Five years ago I weighed about 16 and a half stone (231 lbs), and was at my fattest ever at that time. I didn't keep fit either and was beginning to look rather 'out of condition'. It got to a point where I knew I needed to do something and this is when I began swimming regularly. My weight stabilised around 16 stone and I although was happy at that weight I chose to go on a diet to lose more weight in order to try for a baby. 

But when I look at old photos from that time I don't appear any bigger than I am today. For one, I had much bigger breasts back then. I had a fat tummy which when relaxed would protrude slightly further forward than my boobs but I could 'suck it in' and appear instantly slimmer for photos. My tummy used to be tight and round, without the flabby belly hang that I have now. :blush:

I was 14 stone 9 lbs (205 lbs) when I became pregnant. Nothing could have prepared me for feeling so hungry during the pregnancy, plus I had no morning sickness. I put on all of the weight that I had lost and weighed over 18 stone at 40 weeks (250+ lbs). 

The next bit is very sad. I'm not looking for sympathy but need to explain why I couldn't breastfeed etc. We lost our precious baby at 41 weeks and he was stillborn a few days later.

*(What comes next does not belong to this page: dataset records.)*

PR #1083, opened 2022-04-28
Emit brew install args when in verbose mode

colindean:
I'm setting up a Brewfile that will install the dependencies for a package that is in Homebrew but we're needing to install the package itself outside of Homebrew. I added `args: ['only-dependencies']` to the brew line but it wasn't working: the package itself was getting installed. So, I added this logging facility and realized that I'd typed "only_dependencies" instead. It seems prudent to show all args passed to `brew install` when verbosity is requested.

### DIFF
--- a/lib/bundle/brew_installer.rb
+++ b/lib/bundle/brew_installer.rb
@@ -236,7 +236,8 @@ module Bundle
     end
 
     def install!(verbose:)
-      puts "Installing #{@name} formula#{" with args #{@args}" if !@args.empty?}. It is not currently installed." if verbose
+      with_args = @args.empty? ? "" : " with args #{@args}"
+      puts "Installing #{@name} formula#{with_args}. It is not currently installed." if verbose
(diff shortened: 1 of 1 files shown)


jacobbednarz (approved):

lib/bundle/brew_installer.rb
```diff
@@ -236,7 +236,8 @@ def resolve_conflicts!(verbose:)
     end
 
     def install!(verbose:)
-      puts "Installing #{@name} formula. It is not currently installed." if verbose
+      with_args = @args.empty? ? "" : " with args #{@args}"
```
MikeMcQuaid, line 239:
```suggestion
      with_args = " with args #{@args}" if @args.present?
```

as it'll evaluate to `nil` otherwise which outputs the same when interpolated

jacobbednarz (approved):

MikeMcQuaid:
Thanks again @colindean!

PR #1084, opened 2022-04-28
Add support for arbitrary args to tap

### LINKED ISSUE #1063: Add support for --force-auto-update flag for taps
I could just be missing documentation, but I couldn't see a way to run 
```
brew tap --force-auto-update user/tap-repo https://user@bitbucket.org/user/homebrew-tap-repo.git
```

using a Brewfile. Does a way exist or does the feature need to be added?

marquiswang:
Fixes #1063. Allows arguments to taps in a Brewfile with:

  tap "foo/bar", "https://host/path/to/tap", args: ["force-auto-update"]

Mostly useful for adding --force-auto-update for non-Github taps.

Syntax is an array of arguments, like with `brew`, rather than a
dictionary like `cask` - this is because none of the optional arguments
of `brew tap` take a value right now. In the future, we should be able
to add support for dictionaries as well without needing to change the
format, if that becomes necessary.

### DIFF
--- a/README.md
+++ b/README.md
@@ -27,6 +27,9 @@ An example `Brewfile`:
 tap "homebrew/cask"
 # 'brew tap' with custom Git URL
 tap "user/tap-repo", "https://user@bitbucket.org/user/homebrew-tap-repo.git"
+# 'brew tap' with arguments
+tap "user/tap-repo", "https://user@bitbucket.org/user/homebrew-tap-repo.git", force_auto_update: true
+
 # set arguments for all 'brew install --cask' commands
 cask_args appdir: "~/Applications", require_sha: true
 
--- a/lib/bundle/dsl.rb
+++ b/lib/bundle/dsl.rb
@@ -74,14 +74,15 @@ module Bundle
       @entries << Entry.new(:whalebrew, name)
     end
 
-    def tap(name, clone_target = nil)
+    def tap(name, clone_target = nil, options = {})
       raise "name(#{name.inspect}) should be a String object" unless name.is_a? String
       if clone_target && !clone_target.is_a?(String)
         raise "clone_target(#{clone_target.inspect}) should be nil or a String object"
       end
 
+      options[:clone_target] = clone_target
       name = Bundle::Dsl.sanitize_tap_name(name)
-      @entries << Entry.new(:tap, name, clone_target: clone_target)
+      @entries << Entry.new(:tap, name, options)
     end
 
     HOMEBREW_TAP_ARGS_REGEX = %r{^([\w-]+)/(homebrew-)?([\w-]+)$}.freeze
--- a/lib/bundle/tap_installer.rb
+++ b/lib/bundle/tap_installer.rb
@@ -17,10 +17,13 @@ module Bundle
       return true unless preinstall
 
       puts "Installing #{name} tap. It is not currently installed." if verbose
+      args = []
+      args.append("--force-auto-update") if options[:force_auto_update]
+
       success = if options[:clone_target]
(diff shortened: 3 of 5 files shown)


colindean (changes requested):
I like and could use this myself for a company-internal tap that is frequently updated.

I'd like to see some tests for this new functionality, though.

marquiswang:
@colindean Tests added!

jacobbednarz (approved):

README.md
```diff
@@ -27,6 +27,9 @@ An example `Brewfile`:
 tap "homebrew/cask"
 # 'brew tap' with custom Git URL
 tap "user/tap-repo", "https://user@bitbucket.org/user/homebrew-tap-repo.git"
+# 'brew tap' with arguments
+tap "user/tap-repo", "https://user@bitbucket.org/user/homebrew-tap-repo.git", args: ["force-auto-update"]
```
MikeMcQuaid, line 31:
```suggestion
tap "user/tap-repo", "https://user@bitbucket.org/user/homebrew-tap-repo.git", force_auto_update: true
```

What would you think about an API like this? Are there other arguments you need?

marquiswang: Can do. Would you prefer if we *only* support `--force-auto-update`, or allow both 
```
tap "user/tap-repo", "https://user@bitbucket.org/user/homebrew-tap-repo.git", force_auto_update: true
```

as well as

```
tap "user/tap-repo", "https://user@bitbucket.org/user/homebrew-tap-repo.git", args: ["arbitrary-argument"]
```

It is trivial to support both, as well as

```
tap "user/tap-repo", "https://user@bitbucket.org/user/homebrew-tap-repo.git", args: {arg1: true, "arg-two": "value"}
```

which would correspond to

```
--arg1 --arg-two=value
```

I will go ahead and push a version the does that. If folks prefer, I can delete all that and just support `force_auto_update`.

MikeMcQuaid: > Would you prefer if we _only_ support `--force-auto-update`

Yeh, only support I think.

marquiswang: Done!

colindean (approved):

lib/bundle/dsl.rb
```diff
@@ -74,14 +74,15 @@ def whalebrew(name)
       @entries << Entry.new(:whalebrew, name)
     end
 
-    def tap(name, clone_target = nil)
+    def tap(name, clone_target = nil, options = {})
```
MikeMcQuaid, line 77:
```suggestion
    def tap(name, clone_target = nil, force_auto_update = nil)
```

or similar?

lib/bundle/tap_installer.rb
```diff
@@ -17,10 +17,13 @@ def install(name, preinstall: true, verbose: false, **options)
       return true unless preinstall
 
       puts "Installing #{name} tap. It is not currently installed." if verbose
+      args = []
+      args.append("--force-auto-update") if options[:force_auto_update]
```
MikeMcQuaid, line 21: Could consider passing `options` as keyword arguments?

lib/bundle/dsl.rb
marquiswang: I could do that if you insist, but I think leaving it as `options = {}` is more consistent with the rest of this file. For example, `mas` also only accepts one possible option right now, `id`, and it also takes an `options` dictionary. But they are equivalent, so whichever you prefer!

MikeMcQuaid (approved):

MikeMcQuaid:
Thanks so much for your first contribution! Without people like you submitting PRs we couldn't run this project. You rock, @marquiswang!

This was almost 3 years ago. My weight plummeted mostly due to grief but I was also seriously ill with acute pancreatitis and admitted back into hospital just 6 weeks after I'd given birth. I totally lost my appetite for food.

Sometimes it feels like a long time ago, other times like yesterday. Overall, I am coping much better in general. Still get some bad days. A year ago I had an early miscarriage and comfort ate initially but then found my old appetite for food (and life - the miscarriage gave me the hope that I could become pregnant again) and let my weight creep all the way back to 16 stone! I'm down 7 lbs from this now.

I'm amazed how much my body shape has changed. I never expected my breasts to shrink - particularly as I didn't breastfeed (took tablets to prevent my breastmilk from coming in). I knew I'd end up with some belly hang (genetic trait) but never imagined how much fatter my belly would be. I have blouses which fit before but no longer button up over my belly! It's as if the weight loss from my breasts has gone straight to my belly. I'm not unhappy with my new shape anymore than I was with my old shape. It's just different. 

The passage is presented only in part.